**What to do**
Print exactly the lines from the line with "Ensure errors during" to the last line of the data, please, both included.

Stored data entries
#####
PR #3728, opened 2023-03-22
Ensure errors during dev are thrown properly and exit the process

jeffsee55:


jamespohalloran:
Might need more context on this one, but I'd kind of expect it to kill the process when first running tinacms dev if there's an error, but if I make a change, break the schema, fix the schema, it might be nice if the server stayed running?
#####
**Task response**
Ensure errors during dev are thrown properly and exit the process

jeffsee55:


jamespohalloran:
Might need more context on this one, but I'd kind of expect it to kill the process when first running tinacms dev if there's an error, but if I make a change, break the schema, fix the schema, it might be nice if the server stayed running?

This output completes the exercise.